# 1978 Evinrude 25 HP - Problems



## Cubman (Oct 18, 2008)

Yesterday when I took my boat out, the motor didn't operate the way it normally does. It would run, but die out frequently. Water was coming out from the normal location, but it was also shooting out from the two holes on the lower unit (on the left side of the picture). Is there anything wrong with my motor? I only ran it long enough to put it back on the trailer because I wasn't sure. I also noticed that the exhaust was coming up in large bubbles. It might have been doing it before, but this is the first time I noticed it. Thanks for any insight.


----------



## papasage (Oct 19, 2008)

that is normal for water and exhaust to come out of the 2 holes . also water comes out of the little hole unde the powerhead . it is onleya indicator that the water pump is pumping . the cutting off sounds like the carbs needing cleanning . ther might be a idle speed ajustment on the carbs . that would be a screw with a spring behind it .
carb kit at NAPA is 18-7222 with out float is 18-7042 also avaible through O Rilies


----------



## Cubman (Oct 27, 2008)

Thanks for the advice, papasage. Is this the rebuild kit I need for the carb? My only local options are autozone or advance auto parts.
https://www.iboats.com/mall/partfin...gd_poid=109344&gd_row=34&session_id=897045138
I'd like to change the lower unit oil at the same time.

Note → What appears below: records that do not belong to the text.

Issue #1052, opened 2022-06-14
Unlock Windows 10 computer is not fully working


fc-projects:
### Expected behavior
Enter my pin on Mooltipass, the computer is unlocked with the password stored in the _unlock_ entry.

### Actual behavior
It partially works, only if no key of the keyboard has been hit before entering the Mooltipass pin.
If any key has been hit, Windows 10 is entering the password field, and then when the Mooltipass tries to gain access to the password field by pressing ENTER it validates an empty password which fails to log in.

### Step by step guide to reproduce the problem
Configure the unlock feature with "Enter + password" or "Enter + password / Win + L".
If not done, create in the Mooltipass an _unlock_ entry with your password for opening your Windows session.
Hit any key on the keyboard, for example CTRL then try to unlock your session with the unlock feature.
It will not work (unless your password is actually empty).

Note: as far as I know there is no way on Windows 10 to go back to the locked state (presenting the picture), otherwise this would have been a valid and useful workaround.

Proposed solution: add an option to use CTRL key to gain access to the password field which works also when the field has already the focus instead of ENTER which obviously does not.

### Moolticute Version
v0.53.7

### Operating System
Windows 10

### Mooltipass Device
Mooltipass Mini BLE

fc-projects:
I digged around into the code of Moolticute and Mooltipass mini BLE and did understand how the Lock/Unlock feature actually works. I was not aware that it was the Mooltipass which was typing also the additionnal keys before and after.
Then implementing my request would need a modification in both Moolticute and embedded firmware of devices.

By seeing the code I understood that CTRL + ATL + DEL is doing the trick for my case because it does enter into the password field onto Windows 10 without entering any character even if the focus has been already acquired. I tested this option and it works well in my use case.

I did not used that feature option before because it does not mention "Password" in the ComboBox as seen in the picture here:
![image](https://user-images.githubusercontent.com/31821960/185636582-57a4be19-fe53-4926-8d25-cfa074c25b88.png)

I though it could be only a translation mistake for french, but I checked in the .ts file, the original text in english does not mention "Password" too.

That said, the code is explicit enough to know that the password is actually entered after the key combination:
![image](https://user-images.githubusercontent.com/31821960/185640462-c92f959a-286d-45af-843b-7004c1199fe1.png)

But for some reason (maybe text length?) the "Password" or at least "Pass" word has been omitted. It is not clear enough for the user (at least to me) what it actually does.

[...]

PR #1066, opened 2022-08-30
Fix issue #1052 and update french translation

fc-projects:
Improve readability of what is a key combination by putting it inside brackets and removing useless spaces.
Add the missing entry of Ctrl+Alt+Del without unlock.
Update the whole french translation.


limpkin:
thanks a lot :), it's really appreciated!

Will I need any special tools to do this?

Thanks.


----------



## bassboy1 (Oct 27, 2008)

Wide slotted screwdriver. Possibly might need to put a crescent wrench on the screwdriver if it is to tight to turn by hand. Drain pan, and the little injector doohickey you can get with a bottle of Pennzoil at Wallyworld. Fill from the bottom to the top with the injector doohickey, and when it is full, put the top screw in. Then remove the injector thing, and quickly put the bottom screw in. When that is in, pull the top one again, and top off what probably spilled when you failed to put the bottom one on fast enough.


----------



## Cubman (Dec 9, 2008)

The motor wouldn't crank after it ran like this, so I took it to a repair shop. $220 later I have a new power pack. :-& At least now I can get back to :fishing:


----------